# What is the correct rear tire on my '68 Krate?



## Matter (Jun 28, 2021)

Sorry for the crappy pics but this is about as close as I can get on top of a ladder.  This is what is on it now and I am curious what is correct?


----------



## Rollo (Jun 28, 2021)

Orange line knobby ... 








						Original 1968 Schwinn ORANGE LINE KNOBBY tire for early Krate  | eBay
					

Dated 4th week January 1968. This tire is totally shot, good only for display/conversation.



					www.ebay.com


----------



## Matter (Jun 28, 2021)

Thanks!  I knew it was a knobby but not sure what style.  Any idea what a good replacement close to original would be?


----------



## Rollo (Jun 29, 2021)

... You had better check the back rim size first ... it should be an S-2 ... it looks like the back rim has been swapped out to an S-7 with the tire that's currently on there ... 
... Also your derailleur is not the correct one ...

...  this one is ...


----------



## coasterbrakejunkie1969 (Jun 29, 2021)

Rollo said:


> ... You had better check the back rim size first ... it should be an S-2 ... it looks like the back rim has been swapped out to an S-7 with the tire that's currently on there ...
> ... Also your derailleur is not the correct one ...
> 
> ...  this one is ...
> ...



I thought that about the rear rim. Did they ever make a brick pattern  for the S-2 20 inch?


----------



## Rollo (Jun 29, 2021)

coasterbrakejunkie1969 said:


> I thought that about the rear rim. Did they ever make a brick pattern  for the S-2 20 inch?

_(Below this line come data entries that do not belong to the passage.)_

PR #359, opened 2019-09-17
Database week 1

elicarcar:


Week1/homework/queries.js
```diff
@@ -0,0 +1,26 @@
...
+  host: 'localhost',
+  user: 'hyfuser',
+  password: 'hyfpassword',
+  database: 'myWorld',
+});
+
+const queries = [
+  `select name from country where population > 8000000;`,
+  `select name from country where name like '%land%';`,
+  `select name from city where population > 50000 or population < 1000000;`,
```
mogaleaf: Be careful here you get population > 5000 OR population < 1000000. What if my population is 5000000 ? 
It will be selected it because 5000000 > 5000 but you don't want to select this row. Can you fix this condition?

Week1/homework/create-tables.js
```diff
@@ -0,0 +1,29 @@
...
+  host: 'localhost',
+  user: 'hyfuser',
+  password: 'hyfpassword',
+  database: 'myWorld',
+});
+
+connection.connect();
+
+const create_country_query =
+  "create table country (Name VARCHAR(20), Continent enum('Asia', 'Europe', 'North America', 'Africa', 'Oceania', 'Antarctica', 'South America'), Region text, Surface_Area float, IndepYear date, Population INT, Life_Expectancy INT(3), GNP float, GNPOld float, Local_Name text, Government VARCHAR(25), Head_Of_State VARCHAR(60), Capital text)";
```
mogaleaf: Good !

Week1/homework/create-tables.js
```diff
@@ -0,0 +1,29 @@
...
+connection.query(create_country_query, function(error, results, fields) {
+  if (error) {
+    throw error;
+  }
+  console.log('your table is' + results);
+});
+
+const create_city_query =
+  'create table city (name varchar(20), country_code char(3), district text, population int)';
+connection.query(create_city_query, function(error, results, fields) {
```
mogaleaf: Don't forget the ID :) But Its good otherwise

Week1/homework/insert-values.js
```diff
@@ -0,0 +1,51 @@
+const mysql = require('mysql');
+const conn = mysql.createConnection({
+  host: 'localhost',
+  user: 'hyfuser',
+  password: 'hyfpassword',
+  database: 'myWorld',
+});
+
+conn.connect();
+const insert_country_queries = [
```
mogaleaf: Inserts are good

Week1/homework/queries.js
elicarcar: So true, im fixing it

Week1/homework/create-tables.js
elicarcar: ok i added the id as well, but is there another way to automatize the id without typing it all the time?

mogaleaf: Yes you can use auto increment so it will be incremented by default. But you need to add which column name you fill in your insert to use it :)

PR #360, opened 2019-09-17
Week2/adil

musafir928:
Add homework step 1 cli version.


Week2/homework/index.js
```diff
@@ -0,0 +1,170 @@
...
+from city 
+where id 
+in (select capital from country where name = ?);`
+
+const searchRegion = `select distinct language 
+from countrylanguage 
+where countrycode 
+in(select code from country where region = ?);`
+
+const searchNumOfCities = `select distinct name
```
mogaleaf: I understand what you have done giving the array length. But what if there is a lot of data, is it worth it to consume all this memory just to give the length of an array ? Maybe you can find a better solution using sql ?

Week2/homework/index.js
```diff
@@ -0,0 +1,170 @@
...
+from city 
+where countrycode 
+in (select countrycode from countrylanguage where language = ?);`
+
+const searchOfficialLanguage = `select name 
+from country 
+where region = ? 
+and code in(select countrycode from countrylanguage where language = ? and isofficial = 't');`;
+
+const getContinentList = `select distinct continent
```
mogaleaf: Ok It works using too queries, but you can do it in once :) Think about the group by statement.

musafir928:
> Thanks Adil for you homework.
> You have great ideas and I like it ! Let's try to use a bit more sql to help us doing less in the server :)
> I don't see part 2 and part 3 but I guess you'll add it later?

Thank you for your reviewing and feedback. Yes, I will push them soon.

Week2/homework/index.js
musafir928: fixed! As you said I found a very simple way, thank you.

Week2/homework/index.js
musafir928: Ok, I will make it simple.

musafir928: Thanks, during changing my code I have learned a lot.

PR #363, opened 2019-09-19
Adham data base homework week 2

Adham-Elias-Botours:
Here is my homework for Database week 2.
Before this : Commits on Sep 18, 2019, I have been working by mistake on the master branch.

I have nothing more to say, I am exhausted !

But I tomorrow I have to prepare few questions for the next lesson.
Thanks


Week2/homework/index.js
```diff
@@ -0,0 +1,117 @@
...
+                }
+            case options.fourth:
+                const userInput4 = await inquirer.prompt([
+                    { name: 'regionName', message: 'What is the region?' },
+                    { name: 'languageName', message: 'What is the language?' },
+                ]);
+                const query4 = `SELECT Name FROM country join countrylanguage on country.Code=countrylanguage.CountryCode where Region =? and Language=? and IsOfficial='T'; `;
+                let result4 = await queryPromise(query4, [userInput4.regionName, userInput4.languageName]);
+                if (result4.length === 0) {
+                    console.log(noMatch);
```
mogaleaf: Here it should be false but it's fine that way ( false because the user could enter two good input but still no countries speak this language).

Week2/homework/index.js
```diff
@@ -0,0 +1,117 @@
...
+
+const noMatch = 'NO match is found in the database!\nBe sure that you typed a valid word';
+
+connection.connect(function(err) {
+    if (err) console.log(err);
+});
+
+(async() => {
+    try {
+        const userChoice = await inquirer.prompt([{
```
mogaleaf: Your menu works perfectly.

Week2/homework/index.js
```diff
@@ -0,0 +1,117 @@
...
+            message: 'make your choice?',
+            choices: [options.first, options.second, options.third, options.fourth, options.fifth],
+        }, ]);
+
+        switch (userChoice.mainChoice) {
+            case options.first:
+                const userInput1 = await inquirer.prompt([
+                    { name: 'countryName', message: 'What is the country?' },
+                ]);
+                const query1 = `SELECT city.Name FROM country JOIN city on city.ID = country.Capital WHERE country.Name = ?`;
```
mogaleaf: good query

Week2/homework/index.js
```diff
@@ -0,0 +1,117 @@
...
+                } else {
+                    console.log(`The capital is: ${result1[0].Name}`);
+                    break;
+                }
+
+            case options.second:
+                const userInput2 = await inquirer.prompt([
+                    { name: 'regionName', message: 'What is the region?' },
+                ]);
+                const query2 = `SELECT distinct Language FROM country join countrylanguage on country.Code=countrylanguage.CountryCode where Region =?`;
```
mogaleaf: good query too

Week2/homework/index.js
```diff
@@ -0,0 +1,117 @@
...
+                    console.log(`The languages are:`);
+                    result2.forEach(element => console.log(element.Language));
+                    break;
+                }
+
+            case options.third:
+                const userInput3 = await inquirer.prompt([
+                    { name: 'languageName', message: 'What is the language?' },
+                ]);
+                const query3 = `SELECT  count(city.name) as Cities FROM city join countrylanguage on city.CountryCode=countrylanguage.CountryCode where Language=? `;
```
mogaleaf: also this one is good

Week2/homework/index.js
```diff
@@ -0,0 +1,117 @@
...
+                } else {
+                    console.log(`The number of cities is: ${result3[0].Cities}`);
+                    break;
+                }
+            case options.fourth:
+                const userInput4 = await inquirer.prompt([
+                    { name: 'regionName', message: 'What is the region?' },
+                    { name: 'languageName', message: 'What is the language?' },
+                ]);
+                const query4 = `SELECT Name FROM country join countrylanguage on country.Code=countrylanguage.CountryCode where Region =? and Language=? and IsOfficial='T'; `;
```
mogaleaf: and this query also good

Week2/homework/index.js
```diff
@@ -0,0 +1,117 @@
...
+                    console.log(noMatch);
+                    break;
+                } else {
+                    console.log(`The counties are:`);
+                    result4.forEach(element => console.log(element.Name));
+                    break;
+                }
+
+            case options.fifth:
+                const query5 = `SELECT Continent, COUNT(DISTINCT Language) as Languages FROM country join countrylanguage on country.Code=countrylanguage.CountryCode GROUP BY Continent`;
```
mogaleaf: yes !

Week2/homework/trigger_countrylanguages.sql
```diff
@@ -0,0 +1,11 @@
+CREATE DEFINER=`hyfuser`@`localhost` TRIGGER `countrylanguage_AFTER_INSERT` AFTER INSERT ON `countrylanguage` FOR EACH ROW BEGIN
```
mogaleaf: your trigger is correct, but it would have been better to define it BEFORE insert and not AFTER so mysql has less work to do

Adham-Elias-Botours:
> Hi Adham,
> 
> Queries are perfect nice job!
> Your trigger is good two I would have just use it BEFORE the insert than AFTER.
> 
> The only thing is on the ER diagram, I don't understand why you have list_01 and list_02 ? Two tables for the lists ? Furthermore if I look the fields it seems to be more tasks than list ? Could you explain me a bit more what you have tried to do ?
> 
> Thanks a lot

[The ERD question.pdf](https://github.com/HackYourFuture/databases/files/3637594/The.ERD.question.pdf)
Dear @mogaleaf ,
In the pdf file you will find a long explanation about what I have done with the ERD answer. 
I know it is wrong, and I agree with you about that. But I explained my way in order  to get a clear and direct feedback form you.
Also could you please rewrite the question to make it easier for me,  and then write your own analyse. I need to understand how I have to think and analyze such a thing.

Then I have to upgrade my work (fix it) in few days , as soon as possible. 

thanks.

Week2/homework/index.js
Adham-Elias-Botours: Thanks for accepting that. 
If I am the user , then the word "False"  is meaningless to  mee. I might think there is something wrong in the program.  maybe it is not meaningless for the one who requested it.

Week2/homework/trigger_countrylanguages.sql
Adham-Elias-Botours: yes now I got the point.
On the other hand: the way how the question is written makes the idee not clear (for me). 
The question was: If a country X has 9 languages in the CountryLanguage table, and a user INSERTs one more row in the CountryLanguage table, then I should get an alert.

mogaleaf:
Thanks for the PDF it helped me understand.

You usually decide the model( meaning which tables will be created so your system can work) and it's usually static. By this I mean you create the model and all your tables before even writing the code. 
Then you write the code that INSERT data in this tables. 

So the biggest problem with your approach is that you want to create table each time a user wants to add a list. It's a lot of work and not really easy to maintain. How could you get all the tables for one user ? You can query rows but tables name it's hard... 

But you are almost there, why instead of creating a new table each time a user wants a list, you would not just add a row in list table ? referring the user it belongs to ?
And same for taks, Task can be a table and each row refer the list it belongs to .

No need trigger here, do something simple, try to respond to this questions :
 - When I want a list in which table my INSERT should go, how can I find my list after the insert ?
 - When I want a task in which table my INSERT should go , how can I find my task after the insert ?

I hope I have been helpful !

Adham-Elias-Botours:
> * When I want a list in which table my INSERT should go,

Thanks a lot,
Now I have a very clear idea about how I should answer that question. 
In short: I do not have to sort and save the data. But I have to save the data in a structure that makes another process simple and easy,  I mean process like adding, deleting, updating, sorting or selecting  info.
So here: 2 main tables are enough (lists table, tasks table). Then 2 another tables (task reminders table, task tags table).
And I think my next ERD going to be good. I will upload it as soon as possible.

Adham-Elias-Botours:
Dear @mogaleaf 
My work is adjusted. Now with new ERD and the trigger is adjusted (trigger before insert, not after).
I think I am on the right way.
thanks

mogaleaf:
Perfect now ! I validate your homework !

Adham-Elias-Botours:
> Perfect now ! I validate your homework !

Thanks a lot.

PR #366, opened 2019-09-20
Add Homework week 2

gulyener:
This week's homework was very challenging for me. I could only finish part 1 and part 2, I will work on part 3 and hopefully finish it before sunday.


Week2/hw-part1.js
```diff
@@ -0,0 +1,137 @@
...
+  let inputLanguage = '';
+  let inputRegOf = '';
+  let inputLangOf = '';
+
+  try {
+    const onSubmit = (prompt, response) => console.log(`You typed ${colors.rainbow(response)}`);
+    const response = await prompts(questions, { onSubmit });
+
+    inputCountryCode = response.CountryCode.toUpperCase();
+    inputRegion = response.region
```
mogaleaf: Did you have problem with the Case in your DB ? usually by default it's case insensitive so you don't have to pay attention to upper case at the beginning of input word. But otherwise the code is good

Week2/hw-part1.js
```diff
@@ -0,0 +1,137 @@
...
+      .toLowerCase()
+      .split(' ')
+      .map(s => s.charAt(0).toUpperCase() + s.substring(1))
+      .join(' ');
+    inputLangOf = response.language2.replace(/^\w/, c => c.toUpperCase());
+
+    const selectCapital =      'SELECT name FROM city WHERE ID =(SELECT capital FROM country WHERE Code = ?);';
+    const selectLang =      'SELECT Language FROM countrylanguage JOIN country ON CountryCode = Code WHERE region = ?';
+    const selectNum = 'SELECT count(countryCode) FROM countrylanguage WHERE Language = ?';
+    const selectOfficial = `SELECT countryCode, name AS Country, isOfficial FROM country JOIN countryLanguage ON countryCode = Code WHERE region = '${inputRegOf}' AND language = '${inputLangOf}'`;
```
mogaleaf: I think you misunderstood the question in the homework. You print False if you don't find any official language. You have printed False if the language is not official. So just add the isOfficial condition in your where statement and it's good :)

Week2/hw-part1.js
```diff
@@ -0,0 +1,137 @@
...
+
+    // Query 3
+    console.log(
+      `Q3. Number of cities ${inputLanguage} is spoken: ${colors.magenta(
+        results3[0]['count(countryCode)'],
+      )}`.green,
+    );
+
+    // Query 4
+    console.table(
```
mogaleaf: See my comment on the query selectOfficial

Week2/hw-part1.js
```diff
@@ -0,0 +1,137 @@
...
+      if (results4[i].isOfficial == 'T') {
+        console.log(`Official in: ${results4[i].Country}`);
+      } else {
+        console.log('FALSE');
+      }
+    }
+
+    // Query 5
+    console.log('Q5. Continents and number of languages spoken:'.green);
+    console.table(results5);
```
mogaleaf: You forgot to print the continent and numbers here :)

Week2/hw-part1.js
gulyener: No I only did it for my eye's pleasure:D But you are right it's unnecessary I removed it :)

Week2/hw-part1.js
gulyener: Thanks! I actually understood the question right but I couldn't make it work, so I did the next best thing:) But now it works and I am happy thank you

Week2/hw-part1.js
gulyener: I actually wanted to display it as a table. I guess that was not the intention of the homework. Now I changed it.

PR #369, opened 2019-09-21
Submission Homework Week2

Mehmet-Ergorgec:
Part 3 is now in progress. I am going to do and commit it asap.


Week2/database.js
```diff
@@ -0,0 +1,112 @@
...
+const getLanguagesInRegion = async () => {
+  try {
+    const response = await prompts({
+      type: 'text',
+      name: 'region',
+      message: `List all the languages spoken in the region ...?`,
+    });
+    const userInput = response.region.charAt(0).toUpperCase() + response.region.slice(1);
+    const regionQuery = await execQuery(question2, userInput);
+    const validateQuery = await execQuery(`select region from country group by region`);
```
mogaleaf: Why this query ? You could just check the length of regionQuery to see if you have language .

Week2/database.js
```diff
@@ -0,0 +1,112 @@
...
+};
+
+const getLanguagesInRegion = async () => {
+  try {
+    const response = await prompts({
+      type: 'text',
+      name: 'region',
+      message: `List all the languages spoken in the region ...?`,
+    });
+    const userInput = response.region.charAt(0).toUpperCase() + response.region.slice(1);
```
mogaleaf: You don't need this, sql is not case sensitive.

Week2/database.js
```diff
@@ -0,0 +1,112 @@
...
+const getTotalCityWithLanguage = async () => {
+  try {
+    const response = await prompts({
+      type: 'text',
+      name: 'language',
+      message: `Find out how many cities speak this language?`,
+    });
+    const userInput = response.language.charAt(0).toUpperCase() + response.language.slice(1);
+    const totalCitiesSpeakLanguage = await execQuery(question3, response.language);
+    const validateQuery = await execQuery(`select language from countrylanguage`);
```
mogaleaf: Same here no need, just check the length of the response.

Week2/database.js
```diff
@@ -0,0 +1,112 @@
...
+const getOfficialOrNot = async () => {
+  const response = await prompts({
+    type: 'list',
+    name: 'value',
+    message: 'Are there any countries uses this language officially or not?',
+    initial: 'Ex:Middle East,Turkish',
+    separator: ',',
+  });
+  const isOfficial = await execQuery(question4, response.value);
+  const trueOfficial = isOfficial.filter(item => item.officialOrNot === 'T');
```
mogaleaf: this can be done inside the sql query to avoid work here.

Week2/queries.js
```diff
@@ -0,0 +1,68 @@
+const question1 = `
+SELECT
```
mogaleaf: good

Week2/queries.js
```diff
@@ -0,0 +1,68 @@
...
+const question2 = `
+   SELECT
+      countrylanguage.language AS language 
+   FROM
+      country,
+      countrylanguage 
+   WHERE
+      countrylanguage.countrycode = country.code 
+      AND country.region = ? 
+   GROUP BY
```
mogaleaf: No need of group by here

Week2/queries.js
```diff
@@ -0,0 +1,68 @@
...
+      language 
+   ORDER BY
+      language`;
+
+const question3 = `
+      SELECT
```
mogaleaf: good

Week2/queries.js
```diff
@@ -0,0 +1,68 @@
...
+        AND country.code = countrylanguage.countrycode 
+        AND countrylanguage.language = ? 
+      GROUP BY
+        language`;
+
+const question4 = `SELECT
+        region,
+        language,
+        country.name AS country,
+        isofficial as officialOrNot
```
mogaleaf: Add the condition in the WHERE clause

Week2/queries.js
```diff
@@ -0,0 +1,68 @@
...
+        countrylanguage
+     WHERE
+        countrylanguage.countrycode = country.code
+        AND region = ?
+        AND language = ? `;
+
+const question5 = `
+        SELECT
+           continent,
+           count(language) AS total_spoken_language
```
mogaleaf: What if english is spoken in canada and USA and you choose America ? It will be counted twice

Week2/trigger.js
```diff
@@ -0,0 +1,19 @@
+DELIMITER $$
+  CREATE TRIGGER max_language
```
mogaleaf: good

Week2/database.js
Mehmet-Ergorgec: I thought something different. But you are right.Thank you

Week2/database.js
Mehmet-Ergorgec: When I write this code which is Js , Mysql did not accept lower case. So I implemented this code. But I have changed it. Now no need. Thank you

Week2/queries.js
Mehmet-Ergorgec: There are some duplicated regions so I group them.

Mehmet-Ergorgec:
Thank you for your  kind review. I implemented all your feedbacks. But in ERD Diagram each tag,reminder or mark should refer listItem instead of list. In homework I understand like that. I am looking forward to hear feedback about ERD because I will use it Homework week 3 after change some logic as well:)

Week2/queries.js
mogaleaf: Ok got it, you could have used a distinct also on countrylanguage .

Mehmet-Ergorgec:
I have not inserted any listItem. I just created tables.because of that you did not see any listItem.  I understand that if I dont have any listItem in my list there is no need for reminder and tag. After I insert listItem in my list it is more meaningful to have reminder and tag.
If it is so, should I create my reminder,tag and mark tables without fk? should I insert fk after inserted any listItem on my list?

mogaleaf:
Hoo I think I understand now what you mean by listItem !! It's rows in List table ! so called them List :) In user table we insert user so each row is a user. In List table you insert List so each row is a list.
Now Each list should contains multiple item (that was my misunderstanding with listitem). So you need a Item table and this Item table needs a foreign key on list table. One item is attached to One list.  One list can have multiple items. 
Now each item can have one reminder and one tag to make it simple.

So you need : 
List table primary key id => You have it , foreign key on User table and you have it
Item table primary key id => You need to add it. Item table has a foreign key on List table. you can call it list_id
Reminder table primary key id => You have it. Reminder table has a foreign key on Item Table, you can call it item_id
Tags table primary key id => You have it. Tags table has a foreign key on Task table, you can call it item_id.

Is it better ?

Mehmet-Ergorgec:
I am sorry @mogaleaf now I notice your message because of homework week3. I think there is a conflicts in naming. :) I understand what you mean. Thank you

PR #372, opened 2019-09-24
Submit Week3 Homework - Oguzhan

oguzhanturgut:
- **TODO_API.md** Installation and usage of API
- **helpers.js** Helper functions for middlewares. All SQL queries are built top on Knex module.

Not that I've ever seen ...


----------



## Matter (Jun 29, 2021)

Thanks, haven't touched this thing for so many years I forgot what it looked like, so I dug it down off the shelf. Aug '68.






 I remember old repop seat and goofy grips.  One orange pedal...




Derailleur should be like this one on my '69?


----------



## Rollo (Jun 29, 2021)

Matter said:


> Thanks, haven't touched this thing for so many years I forgot what it looked like, so I dug it down off the shelf. Aug '68.
> View attachment 1438253View attachment 1438254View attachment 1438255 I remember old repop seat and goofy grips.  One orange pedal...
> View attachment 1438251
> 
> ...



yep ... same one thru 1973 ...


----------



## Matter (Jun 29, 2021)

Thanks!
Sorry about the crappy pics again.  Most of my bikes I put up on shelves in my shop a long time ago and it's not that easy to. 
 '68 Run-a-bout crammed in the back corner.


----------



## Rollo (Jun 29, 2021)

... Looks like an S-7 rear rim on the run a bout too ... most of the 68's came with a 16"  S-2 ...


----------



## nick tures (Jun 29, 2021)

coasterbrakejunkie1969 said:


> I thought that about the rear rim. Did they ever make a brick pattern  for the S-2 20 inch?



yeah i have seen them but probably from old schwinn 20'' balloon bike  somewere in the 50s


----------



## Matter (Jun 29, 2021)

Correct about the S-7 on the Krate. 
 Yes, the Run a bout has S-7's on both ends.  Made me curious so I was able to get the serial number off that also.  ED01754.  Didn't realize they usually came with S-2's.


----------